Data to use.
....

PR #3055, opened 2019-10-18
Swift extensions for SmartStore - work in progress

wmathurin:
We have decent swift interfaces already (through NS_SWIFT_NAME) and all SmartStore operations are synchronous. So not a lot to do here.

However I simplified two operations:
1) soup registration: simply takes a name and an array of paths. No need for SoupSpec or IndexSpec (we want to phase out external storage and non-json indexing).

2) query: simply takes smartsql and return Result<> or Future<> (on iOS 13). No need for QuerySpec. Also no need for page size or page index since that can be expressed inside the smartsql.

### DIFF
--- a/libs/SmartStore/SmartStore/Classes/Extensions/SmartStore.swift
+++ b/libs/SmartStore/SmartStore/Classes/Extensions/SmartStore.swift
@@ -1,0 +1,89 @@
+import Foundation
+
+/*
+ SmartStire.swift
+ SalesforceSDKCore
+ 
+ Copyright (c) 2019-present, salesforce.com, inc. All rights reserved.
+ 
+ Redistribution and use of this software in source and binary forms, with or without modification,
+ are permitted provided that the following conditions are met:
+ * Redistributions of source code must retain the above copyright notice, this list of conditions
+ and the following disclaimer.
+ * Redistributions in binary form must reproduce the above copyright notice, this list of
+ conditions and the following disclaimer in the documentation and/or other materials provided
+ with the distribution.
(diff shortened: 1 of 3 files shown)


libs/SmartStore/SmartStore/Classes/Extensions/SmartStore.swift
```diff
@@ -0,0 +1,105 @@
+import Foundation
+
+/*
+ SmartStire.swift
```
bhariharan: Typo: Should be `SmartStore.swift`.

libs/SmartStore/SmartStore/Classes/Extensions/SmartStore.swift
```diff
@@ -0,0 +1,105 @@
...
+ SmartStore extension
+ */
+extension SmartStore {
+    /**
+     Register a soup and returns a Result<>
+     @param withName: name of the soups
+     @param withIndexPaths: array of paths to index
+     @return a Result<Bool, SmartStoreError>
+     */
+    func registerSoup(withName soupName: String, withIndexPaths indexPaths: [String]) -> Result<Bool, SmartStoreError> {
```
wmathurin: @trooper2013 @bhariharan Do we want to start introducing methods that return a Result<> instead of throwing an error? I did it for this one, but there are many more we could do it for.

wmathurin:
Merging now. We can refine in subsequent PRs.

libs/SmartStore/SmartStore/Classes/Extensions/SmartStore.swift
bhariharan: Sure, that sounds good to me!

....

Your goal.
Return every line above in which the string "withIndexPaths" occurs.

Reply.
+     @param withIndexPaths: array of paths to index
+    func registerSoup(withName soupName: String, withIndexPaths indexPaths: [String]) -> Result<Bool, SmartStoreError> {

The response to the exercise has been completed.